Muslims Demand Right of Return–to Spain!

Moors, Muslims from North Africa, invaded Iberia in 711. Over the ensuing centuries, the Moors conquered a large majority of what is now Spain. They called it Al-Andalus. Christian Spain fought back, slowly reconquering the peninsula. The reconquest was completed in 1492, when Ferdinand and Isabella took Granada. That was the same year in which they expelled the Jews, who had been in Iberia since ancient times, from their country.

Spain has now belatedly invited the descendants of the Jews who were expelled more than 500 years ago to return, taking dual citizenship if they so choose. That invitation, no doubt mostly symbolic, prompted a rejoinder from Muslims: we want to come back too!

Encounter between Christian and Moorish warriors

Encounter between Christian and Moorish warriors

Muslim groups are demanding Spanish citizenship for potentially millions of descendants of Muslims who were expelled from Spain during the Middle Ages.

The growing clamor for “historical justice” comes after the recent approval of a law that would grant Spanish citizenship to descendants of Sephardic Jews expelled from Spain in 1492.

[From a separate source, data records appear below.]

Issue #1130, opened 2024-06-25
id( ) command fails for Agilent B1500 SDA


AdMico:
Command gives:

TypeError: 'str' object is not callable

Might want to name it something other than id?

msmttchr:
`id` is a property which returns the output of scpi command `*IDN?`, so you should not add round brackets as you would when calling a method.

BenediktBurger:
You just use `device_ID = inst.id` to assign the ID to some variable. You use all these properties like variables of the device, not like methods.

AdMico:
OK, then I'd say it's a documentation error, as the brackets I had just came directly from the documentation.

msmttchr:
> OK, then I'd say it's a documentation error, as the brackets I had just came directly from the documentation.

Could you please send some reference where the documentation error is ?

AdMico:
https://pymeasure.readthedocs.io/en/latest/api/instruments/agilent/agilentB1500.html

About halfway down the Command Translation list in General Information.

msmttchr:
Indeed, you are right. It looks like a documentation bug. If you feel comfortable, you can open a PR for it, otherwise I will try to do it on my side. Thanks for spotting this problem.

AdMico:
Might be better that I let you do that one (unless you can point me at a good resource for how to do it) as I haven't done that before and don't know where to start.

PR #1133, opened 2024-06-29
Fix documentation errors

msmttchr:
Some properties were declared as methods by mistake.
(See #1130)


BenediktBurger:
Looks good to me, thanks for fixing it.

I mark this PR to resolve #1130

Muslim supporters say they are entitled to the same rights and privileges as Jews because both groups were expelled from Spain under similar historical circumstances.

As Spanish officials have pointed out, this is a ridiculous claim. Jews whose ancestors had lived peacefully in Iberia for more than a millennium were kicked out as part of the European anti-Semitism of the time. The Moors, on the other hand, were hostile invaders who conquered by the sword, but ultimately were defeated. They abandoned Spain because they lost the war. Understandably, Spain has no interest in admitting millions of new North African immigrants:

[T]he descendants of Muslims expelled from Spain are believed to number in the millions—possibly tens of millions—and most of them now live in North Africa. Observers say that by granting citizenship to all of them, Spain, virtually overnight, would end up with the largest Muslim population in the European Union.

Many Europeans have been sympathetic to the Arabs’ claim of a “right of return” to Israel. Perhaps the Spanish controversy will cause some of them to re-think that issue.

Actually, the two rights of return are quite similar. In 1948, the Arab countries that surround Israel launched a coordinated attack, the purpose of which was to destroy the new Israeli state and murder its Jewish population. Many Arabs left Israel at the time of that invasion, most voluntarily, some, probably, involuntarily. They intended to come back in triumph, but to their surprise, the Arabs lost the war and they were no longer welcome. Much like the Muslims of Al-Andalus: that’s what happens when you start a war, and then lose it.

The Muslims’ claimed right of return to Spain is an instance of the adage–was it Marx’s?–that the second time around, it’s farce.

"The Last Sigh of the Moor"

“The Last Sigh of the Moor”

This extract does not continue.